-- EXERCISE GOAL --
Out of the records below, copy all lines in which the word "already" occurs.

====

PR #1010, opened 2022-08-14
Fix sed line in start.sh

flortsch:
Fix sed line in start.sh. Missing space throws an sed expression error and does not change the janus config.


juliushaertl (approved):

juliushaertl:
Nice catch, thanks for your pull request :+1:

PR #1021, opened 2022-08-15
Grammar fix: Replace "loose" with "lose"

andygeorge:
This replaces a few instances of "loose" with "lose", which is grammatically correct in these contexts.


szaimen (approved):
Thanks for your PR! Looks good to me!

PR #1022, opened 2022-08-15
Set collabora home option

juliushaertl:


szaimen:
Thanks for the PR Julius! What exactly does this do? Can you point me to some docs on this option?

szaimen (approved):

====

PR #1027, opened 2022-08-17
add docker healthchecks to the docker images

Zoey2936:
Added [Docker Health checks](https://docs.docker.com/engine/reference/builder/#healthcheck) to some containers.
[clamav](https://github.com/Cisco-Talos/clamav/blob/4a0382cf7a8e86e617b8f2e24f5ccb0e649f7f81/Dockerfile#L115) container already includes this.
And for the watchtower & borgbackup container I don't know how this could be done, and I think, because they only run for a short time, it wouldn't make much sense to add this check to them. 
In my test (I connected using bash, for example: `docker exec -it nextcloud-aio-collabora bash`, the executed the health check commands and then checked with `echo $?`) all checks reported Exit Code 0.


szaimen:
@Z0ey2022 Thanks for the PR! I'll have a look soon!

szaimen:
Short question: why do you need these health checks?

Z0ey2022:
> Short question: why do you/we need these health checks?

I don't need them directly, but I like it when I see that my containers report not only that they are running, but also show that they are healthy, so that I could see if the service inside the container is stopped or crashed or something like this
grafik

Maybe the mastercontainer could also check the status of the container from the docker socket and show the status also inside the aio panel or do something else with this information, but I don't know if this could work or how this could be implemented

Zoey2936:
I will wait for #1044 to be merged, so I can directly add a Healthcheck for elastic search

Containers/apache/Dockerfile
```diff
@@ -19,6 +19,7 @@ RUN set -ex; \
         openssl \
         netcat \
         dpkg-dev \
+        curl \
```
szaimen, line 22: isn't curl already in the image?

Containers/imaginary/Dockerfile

====

-- REPLY TO THE EXERCISE --
[clamav](https://github.com/Cisco-Talos/clamav/blob/4a0382cf7a8e86e617b8f2e24f5ccb0e649f7f81/Dockerfile#L115) container already includes this.
szaimen, line 22: isn't curl already in the image?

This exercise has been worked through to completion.